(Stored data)
+++

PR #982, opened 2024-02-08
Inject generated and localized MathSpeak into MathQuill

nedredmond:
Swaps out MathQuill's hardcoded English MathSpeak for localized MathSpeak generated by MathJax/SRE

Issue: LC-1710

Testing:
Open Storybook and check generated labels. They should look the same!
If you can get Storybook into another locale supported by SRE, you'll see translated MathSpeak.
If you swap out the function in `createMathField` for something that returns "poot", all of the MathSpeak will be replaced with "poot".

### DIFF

+++

** About this task **
Your answer should be each line of the data that contains the word "localized", copied as it stands.

** Exercise solution **
Inject generated and localized MathSpeak into MathQuill
Swaps out MathQuill's hardcoded English MathSpeak for localized MathSpeak generated by MathJax/SRE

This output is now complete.